# WORK INSTRUCTIONS
In the entries that follow, say how many lines contain the string "using". Give no other words.

Saved data entries:
· · · · · · ·

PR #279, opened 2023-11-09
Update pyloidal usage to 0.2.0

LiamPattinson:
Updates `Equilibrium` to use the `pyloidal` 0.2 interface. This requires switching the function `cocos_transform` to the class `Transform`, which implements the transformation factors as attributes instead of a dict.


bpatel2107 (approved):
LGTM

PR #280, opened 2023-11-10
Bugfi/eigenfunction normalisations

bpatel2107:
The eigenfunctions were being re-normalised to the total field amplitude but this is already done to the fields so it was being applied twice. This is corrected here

· · · · · · ·

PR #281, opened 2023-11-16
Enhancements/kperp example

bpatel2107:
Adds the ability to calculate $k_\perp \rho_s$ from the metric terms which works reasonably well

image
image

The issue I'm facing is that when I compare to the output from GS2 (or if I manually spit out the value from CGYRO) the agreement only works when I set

· · · · · · ·

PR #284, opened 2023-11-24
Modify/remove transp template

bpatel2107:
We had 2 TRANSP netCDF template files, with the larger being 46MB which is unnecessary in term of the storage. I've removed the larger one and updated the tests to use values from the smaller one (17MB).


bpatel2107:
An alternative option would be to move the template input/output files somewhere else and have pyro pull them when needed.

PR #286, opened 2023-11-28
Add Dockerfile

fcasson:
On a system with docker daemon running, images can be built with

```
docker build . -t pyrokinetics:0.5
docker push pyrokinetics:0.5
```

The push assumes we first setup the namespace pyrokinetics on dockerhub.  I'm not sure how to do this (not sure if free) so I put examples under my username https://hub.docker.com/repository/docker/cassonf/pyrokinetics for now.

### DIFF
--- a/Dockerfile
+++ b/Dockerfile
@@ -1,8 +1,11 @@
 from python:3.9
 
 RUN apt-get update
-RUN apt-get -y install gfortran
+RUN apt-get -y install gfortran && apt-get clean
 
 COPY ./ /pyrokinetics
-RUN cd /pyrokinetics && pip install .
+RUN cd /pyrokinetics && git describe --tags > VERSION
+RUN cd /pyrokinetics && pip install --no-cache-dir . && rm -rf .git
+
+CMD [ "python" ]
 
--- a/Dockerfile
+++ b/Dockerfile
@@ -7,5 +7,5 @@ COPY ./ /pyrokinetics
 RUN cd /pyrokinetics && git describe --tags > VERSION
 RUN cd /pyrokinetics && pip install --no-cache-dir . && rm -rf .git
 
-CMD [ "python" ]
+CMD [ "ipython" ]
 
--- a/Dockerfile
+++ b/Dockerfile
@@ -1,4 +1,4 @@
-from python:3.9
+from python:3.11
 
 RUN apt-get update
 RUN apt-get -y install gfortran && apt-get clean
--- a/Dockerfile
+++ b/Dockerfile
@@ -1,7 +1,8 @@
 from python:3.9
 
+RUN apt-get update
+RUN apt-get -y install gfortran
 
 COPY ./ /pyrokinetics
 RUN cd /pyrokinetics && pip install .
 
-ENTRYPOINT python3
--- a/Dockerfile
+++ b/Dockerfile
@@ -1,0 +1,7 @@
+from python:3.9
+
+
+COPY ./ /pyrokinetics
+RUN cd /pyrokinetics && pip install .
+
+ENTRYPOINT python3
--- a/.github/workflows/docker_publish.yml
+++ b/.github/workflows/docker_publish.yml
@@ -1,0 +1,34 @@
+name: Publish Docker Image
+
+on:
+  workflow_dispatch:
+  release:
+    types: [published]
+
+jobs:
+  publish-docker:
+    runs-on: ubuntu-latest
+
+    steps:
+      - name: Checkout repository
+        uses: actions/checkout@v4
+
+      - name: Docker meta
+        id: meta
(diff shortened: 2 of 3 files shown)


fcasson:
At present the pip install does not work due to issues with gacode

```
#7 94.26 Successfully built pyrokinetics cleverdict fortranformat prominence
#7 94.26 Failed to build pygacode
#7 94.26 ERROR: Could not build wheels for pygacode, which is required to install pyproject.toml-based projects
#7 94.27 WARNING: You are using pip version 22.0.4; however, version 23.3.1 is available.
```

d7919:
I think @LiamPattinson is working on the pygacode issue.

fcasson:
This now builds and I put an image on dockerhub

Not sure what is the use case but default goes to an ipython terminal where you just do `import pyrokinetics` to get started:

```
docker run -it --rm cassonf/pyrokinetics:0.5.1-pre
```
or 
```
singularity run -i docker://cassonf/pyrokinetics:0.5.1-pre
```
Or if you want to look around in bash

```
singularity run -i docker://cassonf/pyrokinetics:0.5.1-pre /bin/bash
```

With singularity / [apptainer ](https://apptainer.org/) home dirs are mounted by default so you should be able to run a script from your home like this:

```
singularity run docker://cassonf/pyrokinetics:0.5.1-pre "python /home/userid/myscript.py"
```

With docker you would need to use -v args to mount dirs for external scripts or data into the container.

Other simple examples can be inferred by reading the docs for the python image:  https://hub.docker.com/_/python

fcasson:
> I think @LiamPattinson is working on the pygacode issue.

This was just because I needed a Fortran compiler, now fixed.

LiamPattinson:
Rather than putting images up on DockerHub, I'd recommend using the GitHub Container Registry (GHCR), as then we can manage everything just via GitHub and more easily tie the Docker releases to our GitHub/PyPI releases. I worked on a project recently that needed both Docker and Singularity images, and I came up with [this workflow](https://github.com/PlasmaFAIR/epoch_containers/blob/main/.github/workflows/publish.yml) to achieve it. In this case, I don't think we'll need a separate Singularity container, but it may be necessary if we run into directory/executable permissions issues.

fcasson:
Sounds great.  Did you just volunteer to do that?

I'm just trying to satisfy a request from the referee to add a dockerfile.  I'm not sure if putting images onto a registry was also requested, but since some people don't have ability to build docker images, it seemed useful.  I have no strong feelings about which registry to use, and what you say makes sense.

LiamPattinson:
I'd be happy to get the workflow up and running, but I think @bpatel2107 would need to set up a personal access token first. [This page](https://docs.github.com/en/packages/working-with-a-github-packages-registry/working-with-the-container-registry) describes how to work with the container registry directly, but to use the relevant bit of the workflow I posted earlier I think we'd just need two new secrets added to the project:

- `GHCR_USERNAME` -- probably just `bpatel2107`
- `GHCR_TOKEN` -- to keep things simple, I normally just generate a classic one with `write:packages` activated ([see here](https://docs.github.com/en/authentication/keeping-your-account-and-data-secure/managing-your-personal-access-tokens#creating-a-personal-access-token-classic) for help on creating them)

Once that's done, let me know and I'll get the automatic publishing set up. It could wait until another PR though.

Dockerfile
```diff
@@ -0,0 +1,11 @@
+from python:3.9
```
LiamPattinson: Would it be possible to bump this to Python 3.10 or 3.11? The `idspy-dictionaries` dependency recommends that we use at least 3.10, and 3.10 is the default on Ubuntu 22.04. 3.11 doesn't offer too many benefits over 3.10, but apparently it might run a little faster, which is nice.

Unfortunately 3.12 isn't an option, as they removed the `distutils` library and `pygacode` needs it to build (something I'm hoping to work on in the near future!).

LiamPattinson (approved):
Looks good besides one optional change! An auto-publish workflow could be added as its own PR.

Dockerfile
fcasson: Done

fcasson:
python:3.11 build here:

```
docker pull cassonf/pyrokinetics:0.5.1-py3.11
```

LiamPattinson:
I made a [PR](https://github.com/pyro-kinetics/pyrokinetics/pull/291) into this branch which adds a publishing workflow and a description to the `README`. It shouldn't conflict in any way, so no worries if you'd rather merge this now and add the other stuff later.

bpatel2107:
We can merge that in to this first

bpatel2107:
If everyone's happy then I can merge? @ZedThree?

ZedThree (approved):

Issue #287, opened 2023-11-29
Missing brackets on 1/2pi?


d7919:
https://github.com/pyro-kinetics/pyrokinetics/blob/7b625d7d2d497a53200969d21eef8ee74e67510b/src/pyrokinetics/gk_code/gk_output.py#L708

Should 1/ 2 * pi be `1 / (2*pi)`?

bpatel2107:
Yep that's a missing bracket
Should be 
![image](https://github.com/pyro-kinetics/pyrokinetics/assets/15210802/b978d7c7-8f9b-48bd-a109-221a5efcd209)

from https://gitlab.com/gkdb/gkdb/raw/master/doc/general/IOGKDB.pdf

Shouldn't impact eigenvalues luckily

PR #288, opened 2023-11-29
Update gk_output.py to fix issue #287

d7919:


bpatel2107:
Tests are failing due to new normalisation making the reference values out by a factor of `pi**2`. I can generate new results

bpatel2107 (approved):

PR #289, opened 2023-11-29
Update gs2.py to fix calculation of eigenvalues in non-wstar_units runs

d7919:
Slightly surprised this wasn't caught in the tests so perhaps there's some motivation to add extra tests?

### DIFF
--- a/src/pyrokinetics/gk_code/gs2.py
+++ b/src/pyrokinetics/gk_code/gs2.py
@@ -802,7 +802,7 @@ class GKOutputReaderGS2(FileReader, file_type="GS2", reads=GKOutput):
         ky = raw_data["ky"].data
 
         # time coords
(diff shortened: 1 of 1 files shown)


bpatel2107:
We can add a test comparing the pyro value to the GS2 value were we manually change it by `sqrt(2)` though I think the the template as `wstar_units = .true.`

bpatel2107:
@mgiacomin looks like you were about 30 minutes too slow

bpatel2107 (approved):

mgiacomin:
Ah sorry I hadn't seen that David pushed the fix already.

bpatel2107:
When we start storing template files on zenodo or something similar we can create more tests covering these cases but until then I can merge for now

· · · · · · ·

# EXERCISE SOLUTION
2